LOGICBIO THERAPEUTICS, INC. : Entering into a Material Definitive Agreement (Form 8-K)

Section 1.01. Conclusion of a significant definitive agreement.

On October 3, 2022, LogicBio Therapeutics, Inc. (the “Company”) and CANbridge Care Pharma Hong Kong Limited (“CANbridge”) has entered into the Amended and Restated Exclusive Collaboration, License and Research Option Agreement (the “A&R Agreement”), dated October 2, 2022amending the Collaboration, License and Exclusive Research Option Agreement, dated April 26, 2021by and between the Company and CANbridge (the “Original Agreement”).

Under the initial agreement, the Company has granted CANbridge (a) a license to certain intellectual property rights, including those relating to sL65, the first capsid produced from the Company’s sAAVyTM platform, for the development and the commercialization of gene therapy candidates for the treatment of Fabry and Pompe diseases (the “Fabry and Pompe License”), (b) options to license certain intellectual property rights, including those relating to sL65, for the development and commercialization of gene therapy candidates for two additional indications (the “Candidate Options”), and (c) an option to obtain a license to develop and commercialize LB-001 for the treatment of methylmalonic acidemia in
China, Taiwan, hong kong and Macau (the “LB-001 Option”). In addition, the original agreement provided that the Company and CANbridge would collaborate to develop certain gene therapy candidates for the treatment of Fabry and Pompe diseases and, upon CANbridge’s exercise of applicable options, both candidate options, in under a mutually agreed research plan.
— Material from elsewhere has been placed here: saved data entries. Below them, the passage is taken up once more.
PR #1337, opened 2024-09-02
Enable stateless headers/cookies-based CSRF protection

nicolas-grekas:
| Q             | A
| ------------- | ---
| License       | MIT
| Doc issue/PR  | -

Relies on https://github.com/symfony/symfony/pull/58095

### DIFF
--- a/symfony/framework-bundle/7.2/config/packages/framework.yaml
+++ b/symfony/framework-bundle/7.2/config/packages/framework.yaml
@@ -8,6 +8,11 @@ framework:
     #esi: true
     #fragments: true
 
+    # Enable stateless CSRF protection for forms and logins/logouts
+    form: { csrf_protection: { token_id: submit } }
+    csrf_protection:
+        stateless_token_ids: [submit, authenticate, logout]
+
 when@test:
     framework:
         test: true
--- a/symfony/stimulus-bundle/2.20/assets/controllers/csrf_protection_controller.js
+++ b/symfony/stimulus-bundle/2.20/assets/controllers/csrf_protection_controller.js
@@ -1,0 +1,60 @@
+var nameCheck = /^[-_a-zA-Z0-9]{4,22}$/;
+var tokenCheck = /^[-_/+a-zA-Z0-9]{24,}$/;
+
+// Generate and double-submit a CSRF token in a form field and a cookie, as defined by Symfony's SameOriginCsrfTokenManager
+document.addEventListener('submit', function (event) {
+    var csrfField = event.target.querySelector('input[data-controller="csrf-protection"]');
+
+    if (!csrfField) {
+        return;
+    }
+
+    var csrfCookie = csrfField.getAttribute('data-csrf-protection-cookie-value');
+    var csrfToken = csrfField.value;
+
+    if (!csrfCookie && nameCheck.test(csrfToken)) {
+        csrfField.setAttribute('data-csrf-protection-cookie-value', csrfCookie = csrfToken);
+        csrfField.value = csrfToken = btoa(String.fromCharCode.apply(null, (window.crypto || window.msCrypto).getRandomValues(new Uint8Array(18))));
+    }
+
+    if (csrfCookie && tokenCheck.test(csrfToken)) {
+        var cookie = csrfCookie + '_' + csrfToken + '=' + csrfCookie + '; path=/; samesite=strict';
+        document.cookie = window.location.protocol === 'https:' ? '__Host-' + cookie + '; secure' : cookie;
+    }
+});
+
+// When @hotwired/turbo handles form submissions, send the CSRF token in a header in addition to a cookie
+// The `framework.csrf_protection.check_header` config option needs to be enabled for the header to be checked
+document.addEventListener('turbo:submit-start', function (event) {
+    var csrfField = event.detail.formSubmission.formElement.querySelector('input[data-controller="csrf-protection"]');
+
+    if (!csrfField) {
+        return;
+    }
+
+    var csrfCookie = csrfField.getAttribute('data-csrf-protection-cookie-value');
+
+    if (tokenCheck.test(csrfField.value) && nameCheck.test(csrfCookie)) {
+        event.detail.formSubmission.fetchRequest.headers[csrfCookie] = csrfField.value;
+    }
+});
+
+// When @hotwired/turbo handles form submissions, remove the CSRF cookie once a form has been submitted
+document.addEventListener('turbo:submit-end', function (event) {
+    var csrfField = event.detail.formSubmission.formElement.querySelector('input[data-controller="csrf-protection"]');
+
+    if (!csrfField) {
+        return;
+    }
+
+    var csrfCookie = csrfField.getAttribute('data-csrf-protection-cookie-value');
+
+    if (tokenCheck.test(csrfField.value) && nameCheck.test(csrfCookie)) {
+        var cookie = csrfCookie + '_' + csrfField.value + '=0; path=/; samesite=strict; max-age=0';
+
+        document.cookie = window.location.protocol === 'https:' ? '__Host-' + cookie + '; secure' : cookie;
+    }
+});
+
+/* stimulusFetch: 'lazy' */
+export default 'csrf-protection-controller';
--- a/symfony/stimulus-bundle/2.20/assets/bootstrap.js
+++ b/symfony/stimulus-bundle/2.20/assets/bootstrap.js
@@ -1,0 +1,2 @@
+// register any custom, 3rd party controllers here
+// app.register('some_controller_name', SomeImportedController);
--- a/symfony/stimulus-bundle/2.20/assets/controllers.json
+++ b/symfony/stimulus-bundle/2.20/assets/controllers.json
@@ -1,0 +1,4 @@
+{
+    "controllers": [],
+    "entrypoints": []
+}
--- a/symfony/stimulus-bundle/2.20/assets/controllers/hello_controller.js
+++ b/symfony/stimulus-bundle/2.20/assets/controllers/hello_controller.js
@@ -1,0 +1,16 @@
+import { Controller } from '@hotwired/stimulus';
+
+/*
+ * This is an example Stimulus controller!
+ *
+ * Any element with a data-controller="hello" attribute will cause
+ * this controller to be executed. The name "hello" comes from the filename:
+ * hello_controller.js -> "hello"
+ *
+ * Delete this file or adapt it for your use!
+ */
+export default class extends Controller {
+    connect() {
+        this.element.textContent = 'Hello Stimulus! Edit me in assets/controllers/hello_controller.js';
+    }
+}
--- a/symfony/stimulus-bundle/2.20/manifest.json
+++ b/symfony/stimulus-bundle/2.20/manifest.json
@@ -1,0 +1,41 @@
+{
+    "bundles": {
+        "Symfony\\UX\\StimulusBundle\\StimulusBundle": ["all"]
+    },
+    "copy-from-recipe": {
+        "assets/": "assets/"
+    },
+    "aliases": ["stimulus", "stimulus-bundle"],
+    "conflict": {
+        "symfony/framework-bundle": "<7.2",
+        "symfony/security-csrf": "<7.2",
+        "symfony/webpack-encore-bundle": "<2.0",
+        "symfony/flex": "<1.20.0 || >=2.0.0,<2.3.0"
+    },
+    "add-lines": [
+        {
+            "file": "webpack.config.js",
+            "content": "\n    // enables the Symfony UX Stimulus bridge (used in assets/bootstrap.js)\n    .enableStimulusBridge('./assets/controllers.json')",
+            "position": "after_target",
+            "target": ".splitEntryChunks()"
+        },
+        {
+            "file": "assets/app.js",
+            "content": "import './bootstrap.js';",
+            "position": "top",
+            "warn_if_missing": true
+        },
+        {
+            "file": "assets/bootstrap.js",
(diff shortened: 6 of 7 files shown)


symfony/stimulus-bundle/2.19/manifest.json
```diff
@@ -0,0 +1,41 @@
...
+    "bundles": {
+        "Symfony\\UX\\StimulusBundle\\StimulusBundle": ["all"]
+    },
+    "copy-from-recipe": {
+        "assets/": "assets/"
+    },
+    "aliases": ["stimulus", "stimulus-bundle"],
+    "conflict": {
+        "symfony/framework-bundle": "<7.2",
+        "symfony/security-csrf": "<7.2",
```
stof, line 11: wouldn't this prevent applying the whole stimulus-bundle recipe when installing StimulusBundle 2.19 with FrameworkBundle 6.4 ?

stof (commented):
should we enable this double-submit validation by default ? For sites that rely on stateful authentication anyway, the session-based CSRF token manager has the benefit of being compatible with form submissions done without JS (either because JS is disabled or because it failed to execute)

symfony/stimulus-bundle/2.19/assets/controllers/csrf_protection_controller.js
```diff
@@ -0,0 +1,35 @@
+document.addEventListener('submit', function (event) {
```
stof, line 1: IMO, it would make sense to ship this controller in a symfony/ux package instead of a recipe, so that it can be properly maintained (for instance, there is no good way to manage security advisories for code provided by recipes, because the advisories would have to apply to projects that were created based on the recipe, not on the recipe itself, as the recipe is not a dependency of the project).

Then, we could have the recipe of that bundle turning on the double-submit CSRF protection.

symfony/stimulus-bundle/2.19/manifest.json
nicolas-grekas: flex skips conflicting recipes by version, so it'll install the version before without any pb

nicolas-grekas:
> should we enable this double-submit validation by default ? For sites that rely on stateful authentication anyway, the session-based CSRF token manager has the benefit of being compatible with form submissions done without JS (either because JS is disabled or because it failed to execute)

We should yes IMHO. Submissions done without JS are also compatible thanks to the `Origin` check, which is enough to accept the submission. The cookie submission becomes required only if a previous submission successfully used it (which means JS was enabled before). The only thing this would break is support for legacy browsers. Given we're talking about new projects here, that's acceptable (and it's still possible to reconfigure so everybody is covered, advanced users should do some more work as expected, but the DX is best by default.)

symfony/stimulus-bundle/2.19/assets/controllers/csrf_protection_controller.js
nicolas-grekas: I'm not sure we should take control of that snippet. By putting it in client's app, we make it easy to tweak. But moving it to vendor dep would require making it parametrized, and this is a path we'd better not take IMHO.
If we have to change the script for security reasons, we can always reference use another data-contoller attribute by default so that older versions become dead-code.

symfony/ux-turbo/2.19/assets/vue/controllers/Hello.vue
```diff
@@ -0,0 +1,9 @@
+<template>
```
smnandre, line 1: Not sure we should add a .vue file here

symfony/ux-turbo/2.19/manifest.json
```diff
@@ -0,0 +1,14 @@
...
+    "conflict": {
+        "symfony/framework-bundle": "<7.2",
+        "symfony/security-csrf": "<7.2"
+    },
+    "add-lines": [
+        {
+            "file": "config/packages/framework.yaml",
+            "position": "after_target",
+            "target": "        csrf_protection:",
+            "content": "            check_header: true"
```
smnandre, line 11: Do i understand this wrong or ... will it fail for every form where Turbo is not enabled ? 

Because this is a very common scenario

symfony/stimulus-bundle/2.19/assets/controllers/csrf_protection_controller.js
```diff
@@ -0,0 +1,35 @@
...
+    if (!csrfCookie) {
+        csrfField.setAttribute('data-csrf-protection-cookie', csrfCookie = csrfField.value);
+    }
+
+
+    if (!/^[-a-zA-Z0-9_]+$/.test(csrfCookie)) {
+        return
+    }
+
+    let csrfToken = btoa(String.fromCharCode.apply(null, (window.crypto || window.msCrypto).getRandomValues(new Uint8Array(18))));
```
smnandre, line 19: As this file will only be loaded when stimulus is used, and stimulus is [not compatible](https://stimulus.hotwired.dev/handbook/installing#browser-support) with IE11 (Turbo [neither](https://github.com/hotwired/hotwire-rails/issues/32#issuecomment-860091010))... 

.. i really think we can drop legacy code :) 


Question: if this recipe is released, is it possible to update it in the following weeks..  or will we need to release a new stimilus-bundle version ?

nicolas-grekas: Last time I checked, it worked on IE10. Since then, I moved this as a lazy stimulus controller.
It's all about the cost to support, and here, if the cost can be low (DX-wise), I'd rather favor a solution that includes as many users of the internet as possible.

smnandre: Ok i won't ask a thrid time 😅  thx

symfony/stimulus-bundle/2.19/assets/controllers/csrf_protection_controller.js
```diff
@@ -0,0 +1,45 @@
...
+
+document.addEventListener('turbo:submit-start', function (event) {
+    let csrfField = event.detail.formSubmission.formElement.querySelector('input[data-controller="csrf-protection"]');
+
+    if (csrfField) {
+        event.detail.formSubmission.fetchRequest.headers[csrfField.getAttribute('data-csrf-protection-cookie')] = csrfField.value;
+    }
+});
+
+document.addEventListener('turbo:submit-end', function (event) {
```
smnandre, line 33: Smart!

symfony/ux-turbo/2.19/assets/vue/controllers/Hello.vue
nicolas-grekas: oops :)

symfony/ux-turbo/2.19/manifest.json
nicolas-grekas: you've got it right - new projects start with turbo enable for every forms

smnandre: Ok.. bold but we'll see :) And worst case a PR is quickly done to add an option :)

smnandre:
⚠️  reminder to not push before 7.2 (i know it's obvious.. but we will release a 2.20 soon so i rather say it ^^)

symfony/stimulus-bundle/2.19/assets/controllers/csrf_protection_controller.js
kbond: We're trying to slim down the number of ux packages to only include ones that have a decent amount of both PHP and JS. Our long(ish)-term plan is to create a sort of recipe system on ux.symfony.com where user's could copy paste code (stimulus controllers, twig components, etc) into their apps. Several of our existing ux packages would then be deprecated in favour of a recipe.

Because the snippets are copy/pasted we don't have to worry about breaking apps when we improve the recipes.

That being said, the security situation isn't something I've thought of with regards to this system.

stof: The issue with copy-paste and that the project in which you paste the code has no relation to the place where you copied it, and so security advisory systems cannot copy the advisories they have for the source to all projects in which you pasted the code (not even considering the fact that advisories are about _affected versions_ of each project).

When the code is just glue code, this is fine as this is generally not the source of a security issues (if some particular usages of a library would be insecure, the library itself would have an advisory). But this case is not about glue code but implementing the (security-related) feature itself.

nicolas-grekas: > Several of our existing ux packages would then be deprecated in favour of a recipe.

That plan is not needed: kepe the packages but turn them into symfony-packs instead, that'll provide the best DX.

About putting that snippet for double-submit, I have the same approach: I don't want to make this a vendor package. I prefer putting people in charge.

The security aspect of this is very limited. The server-side is in control.

symfony/framework-bundle/7.2/config/packages/framework.yaml
```diff
@@ -2,6 +2,10 @@
 framework:
     secret: '%env(APP_SECRET)%'
 
+    form: { csrf_protection: { token_id: submit } }
+    csrf_protection:
+        double_submit_token_ids: [submit, authenticate, logout]
```
Tobion, line 7: I think we need to link to a documentation page here what this means with pros and cons. It's not very self-explaning.

symfony/framework-bundle/7.2/config/packages/framework.yaml
```diff
@@ -2,6 +2,10 @@
 framework:
     secret: '%env(APP_SECRET)%'
 
+    form: { csrf_protection: { token_id: submit } }
```
Tobion, line 5: This makes every form use the same token ID from what I understand. But this is in constrast to the recommendation at https://symfony.com/doc/current/security/csrf.html#csrf-protection-in-symfony-forms

> // an arbitrary string used to generate the value of the token
            // using a different string for each form improves its security
            'csrf_token_id'   => 'task_item',

If that is not true, it should be changed. What's the point of the token ID then at all? Just a way to distinguish different forms?

nicolas-grekas: Thanks for the comments. I agree docs on the topic need to be changed after this PR.
(Yes, token id is to differentiate by use case for each tokens, which means by forms most of the time, but this is not required for the CSRF protection to be effective)

nicolas-grekas:
PR ready for approval.

symfony/stimulus-bundle/2.20/assets/controllers/csrf_protection_controller.js
Kocal, line 1: Regexes `/^[-_/+a-zA-Z0-9]{24,}$` and `/^[-_a-zA-Z0-9]{4,22}$/` are both mentioned three times in the file, maybe we can declare them at the top of the file?

Kocal, line 1: Can we have a comment telling users what this file does? and add a link to the Symfony documentation about `framework.csrf_protection.check_header`?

Under the A&R Agreement, Candidate Options and Option LB-001 are removed by mutual agreement of both parties. In addition, as part of the Fabry and Pompe License, the A&R Agreement grants CANbridge a non-exclusive license to certain intellectual property rights of the Company related to the manufacture of the Fabry and Pompe programs. In addition, under the A&R agreement, the research plan has been modified to reflect that the full transfer of technology relating to the Fabry and Pump programs to CANbridge will be effective as of,
October 31, 2022. Under the A&R Agreement, CANbridge has no obligation to pay or reimburse any additional research costs.

Under the initial agreement, the Company was eligible to receive clinical, regulatory and commercial milestone payments of up to $591 million overall (assuming one product for each indication), which includes Fabry and Pompe licensing milestones, candidate options, and option LB-001. Under the A&R Agreement, the Company is eligible to receive clinical, regulatory and commercial milestone payments of up to $224.5 million overall (assuming one product for each indication). Consistent with the deletion of the two additional candidate options and option LB-001, the milestones relating thereto are deleted in the A&R agreement. Under the A&R Agreement, the tiered royalty rates payable to the Company will range from low single digit rates to mid single digit rates. and will be lower than the corresponding royalty rates set forth in the Initial Agreement by a low single digit percentage.

The initial agreement provided for certain conditions of automatic reversion of the product, in the event of termination of the agreement, in certain circumstances. Under the A&R Agreement, LogicBio and CANbridge will negotiate in good faith a Product Reversion Agreement upon termination of the A&R Agreement in certain circumstances.

The above summary of the A&R Agreement does not purport to be complete and is subject to and qualified in its entirety by the full text of the Agreement, which the Company intends to file, with confidential terms redacted, with the US Securities and Exchange Commission as an attachment to the company’s quarterly report on Form 10-Q for the quarterly period ended September 30, 2022.